# Scottish savoury potato scones



## Ishbel (Dec 15, 2004)

Someone asked me if I had a recipe for Tattie scones- this is my family recipe.

These are usually served as an item in a traditional Scots fried breakfast, served at leisure on Sunday mornings - but less popular nowadays, due to the high fat content of an 'Ulster Fry'....  8) 

POTATO SCONES (Tattie Scones) 

1 lb potatoes (very 'floury' textured ones work best) 
1.5 oz butter 
Salt/pepper to taste 
4 oz (approx) plain flour 

Boil potatoes in salted water, drain and mash with the butter until light and fluffy, adding salt/pepper to taste. 
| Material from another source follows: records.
PR #96, opened 2019-07-22
DS-218 added IPA anaconda3.5 algorithm support

zeryx:
* Uses the same algorithmia-python pipe logic that vanilla python 2, 3 will use in revised versions.
* Uses the yaml file standard for use with conda create
* Can use multiple different versions of python without needing custom IPA images
* Can use anaconda & pypi specific packages

### DIFF
--- a/languages/anaconda3/config.json
+++ b/languages/anaconda3/config.json
@@ -1,6 +1,7 @@
 {
     "artifacts": [
-        {"source":"/home/algo/.local", "destination":"/home/algo/.local/"},
+        {"source":"/home/algo/.conda", "destination":"/home/algo/.conda/"},
+	    {"source":"/home/algo/.cache", "destination":"/home/algo/.cache/"},
         {"source":"/opt/algorithm", "destination":"/opt/algorithm/"}
     ]
 }
--- a/languages/anaconda3/config.json
+++ b/languages/anaconda3/config.json
@@ -1,7 +1,7 @@
 {
     "artifacts": [
         {"source":"/home/algo/.conda", "destination":"/home/algo/.conda/"},
-	    {"source":"/home/algo/.cache", "destination":"/home/algo/.cache/"},
+	{"source":"/home/algo/.cache", "destination":"/home/algo/.cache/"},
         {"source":"/opt/algorithm", "destination":"/opt/algorithm/"}
     ]
 }
--- a/languages/anaconda3/config.json
+++ b/languages/anaconda3/config.json
@@ -1,0 +1,6 @@
+{
+    "artifacts": [
+        {"source":"/home/algo/.local", "destination":"/home/algo/.local/"},
+        {"source":"/opt/algorithm", "destination":"/opt/algorithm/"}
+    ]
+}
--- a/languages/anaconda3/template/requirements.yaml
+++ b/languages/anaconda3/template/requirements.yaml
@@ -3,9 +3,8 @@ channels:
 - conda-forge
 - defaults
 dependencies:
-# Here are your anaconda defined dependencies, including the python version
-# If you wish to use a different python version, please adjust the value below
-- python=3.7
+# Here are where your anaconda dependencies can be defined
+- python
 # If you wish to use a specific version of pip, please adjust the value below
 - pip=19.0
 - pip:
--- a/languages/anaconda3/template/requirements.yaml
+++ b/languages/anaconda3/template/requirements.yaml
@@ -1,0 +1,13 @@
+channels:
+# Add your desired anaconda channels here
+  - conda-forge
+  - defaults
+dependencies:
+# Here are your anaconda defined dependencies, including the python version
+# If you wish to use a different python version, please adjust the value below
+  - python=3.6
+# If you wish to use a specific version of pip, please adjust the value below
+  - pip=19.0
+  - pip:
+# Add your pip dependencies (taken directly from pypi) here, we'll use the version of python and pip installed above
+    algorithmia>=1.1.4
--- a/languages/anaconda3/template/requirements.yaml
+++ b/languages/anaconda3/template/requirements.yaml
@@ -1,14 +1,14 @@
 channels:
 # Add your desired anaconda channels here
-  - conda-forge
-  - defaults
+- conda-forge
+- defaults
 dependencies:
 # Here are your anaconda defined dependencies, including the python version
 # If you wish to use a different python version, please adjust the value below
-  - python=3.7
+- python=3.7
 # If you wish to use a specific version of pip, please adjust the value below
-  - pip=19.0
-  - pip:
+- pip=19.0
+- pip:
 # Add your pip dependencies (taken directly from pypi) here, we'll use the version of python and pip installed above
-    algorithmia>=1.2,<1.3
-    six>=1.12.0
+  - six>=1.12.0
+  - algorithmia>=1.2,<1.3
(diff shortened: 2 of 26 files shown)


languages/anaconda3/template/requirements.yaml
```diff
@@ -0,0 +1,14 @@
+channels:
+# Add your desired anaconda channels here
+- conda-forge
+- defaults
+dependencies:
+# Here are your anaconda defined dependencies, including the python version
+# If you wish to use a different python version, please adjust the value below
```
pmcq: doesn't that mean that every algorithm would end up with their own installation of python then? that feels pretty inefficient

zeryx: yes, I believe we can pre-bake a version into the docker image and use that instead if pre-installed though. But this does allow us to have 1 docker image for _any_ python version which I think is pretty versatile!

zeryx: We could also skip that line and use the preinstalled version of python in the image (aka using a python37 base image or w/e along with the anaconda image) and just not provide it as a default customization option.

libraries/anaconda35/Dockerfile
```diff
@@ -0,0 +1,25 @@
+#  $ docker build . -t continuumio/anaconda3:latest -t continuumio/anaconda3:5.3.0
+#  $ docker run --rm -it continuumio/anaconda3:latest /bin/bash
+#  $ docker push continuumio/anaconda3:latest
+#  $ docker push continuumio/anaconda3:5.3.0
+
+ENV LANG=C.UTF-8 LC_ALL=C.UTF-8
+ENV PATH /opt/conda/bin:$PATH
+
+RUN apt-get update --fix-missing && apt-get install -y wget bzip2 ca-certificates \
```
dmorris-algo: Any reason we can't move the `curl`, `grep`, `sed`, and `dpkg` packages up here and then follow the [`rm pattern`](https://github.com/algorithmiaio/langpacks/blob/master/libraries/java11/Dockerfile#L21).

libraries/anaconda35/Dockerfile
```diff
@@ -0,0 +1,25 @@
...
+    libglib2.0-0 libxext6 libsm6 libxrender1 \
+    git 
+
+RUN wget --quiet https://repo.anaconda.com/archive/Anaconda3-5.3.0-Linux-x86_64.sh -O ~/anaconda.sh && \
+    /bin/bash ~/anaconda.sh -b -p /opt/conda && \
+    rm ~/anaconda.sh && \
+    ln -s /opt/conda/etc/profile.d/conda.sh /etc/profile.d/conda.sh && \
```
dmorris-algo: For my understanding, are these three lines intended for interactive shell sessions where a person is exec'ing `/bin/bash` in the docker image?

As far as I can understand, these don't become available in `algorithmia-pipe` cause it doesn't run in a shell, which is why we have to repeat the [`loading and activation`](https://github.com/algorithmiaio/langpacks/pull/96/files#diff-445c51300ed7e5b6f9a8cae1e0a196a8R8). Correct me if I'm wrong, cause I'm trying to make sure I understand.

languages/anaconda3/template/requirements.yaml
dmorris-algo: Going to have to agree with Patrick here, we should probably not provide this as a customization option right now. By installing a fresh python version in each algorithm, we essentially invalidate any caching/sharing benefits we receive from Docker.

dmorris-algo (approved):
LGTM

libraries/anaconda35/Dockerfile
zeryx: Done, good call

libraries/anaconda35/Dockerfile
zeryx: You're right, I refactored these lines into the `algorithmia-build` script and verified functionality. This keeps the sourcing and shell ops away from docker which should make this process much less fragile.

languages/anaconda3/config.json
```diff
@@ -0,0 +1,7 @@
+{
+    "artifacts": [
+        {"source":"/home/algo/.conda", "destination":"/home/algo/.conda/"},
+	{"source":"/home/algo/.cache", "destination":"/home/algo/.cache/"},
```
jamesatha: nit spacing

languages/anaconda3/template/requirements.yaml
```diff
@@ -0,0 +1,13 @@
...
+- defaults
+dependencies:
+# Here are where your anaconda dependencies can be defined
+- python
+# If you wish to use a specific version of pip, please adjust the value below
+- pip=19.0
+- pip:
+# Add your pip dependencies (taken directly from pypi) here, we'll use the version of python and pip installed above
+  - six>=1.12.0
+  - algorithmia>=1.2,<1.3
```
jamesatha: Why are we restricting the upper end? I feel like this has bitten us in the past

libraries/anaconda35/Dockerfile
```diff
@@ -0,0 +1,27 @@
...
+    rm tini.deb && \
+    apt-get clean \
+    ; \
+    rm -rf /var/lib/apt/lists/*
+
+
+RUN wget --quiet https://repo.anaconda.com/archive/Anaconda3-5.3.0-Linux-x86_64.sh -O ~/anaconda.sh && \
+    /bin/bash ~/anaconda.sh -b -p /opt/conda && \
+    rm ~/anaconda.sh
+    #ln -s /opt/conda/etc/profile.d/conda.sh /etc/profile.d/conda.sh && \
```
jamesatha: Can we remove these comments? (and maybe the ones at the top of the file?)

libraries/anaconda35/Dockerfile
```diff
@@ -0,0 +1,27 @@
...
+RUN apt-get update --fix-missing && apt-get install -y wget bzip2 ca-certificates \
+    libglib2.0-0 libxext6 libsm6 libxrender1 \
+    curl grep sed dpkg \
+    git  && \
+    TINI_VERSION=`curl https://github.com/krallin/tini/releases/latest | grep -o "/v.*\"" | sed 's:^..\(.*\).$:\1:'` && \
+    curl -L "https://github.com/krallin/tini/releases/download/v${TINI_VERSION}/tini_${TINI_VERSION}.deb" > tini.deb && \
+    dpkg -i tini.deb && \
+    rm tini.deb && \
+    apt-get clean \
+    ; \
```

Work in the flour. A word of caution, only add in enough to make a stiff dough - cannot be more precise as it depends on the moisture content of the potatoes used! 

Turn the mixture out onto a floured board, knead very lightly (don't handle the dough very much at all) and roll out into a square. Cut into triangles (the traditional shape) or use a 2 inch scone cutter. 

Lightly oil a traditional girdle (sort of like an old-fashioned griddle, made of iron) or a good, heavy based fryingpan. Cook the scones on a medium heat for about 5 mins a side, or until they are golden brown. 

These should be eaten hot, or spread with butter later if there are any left.


----------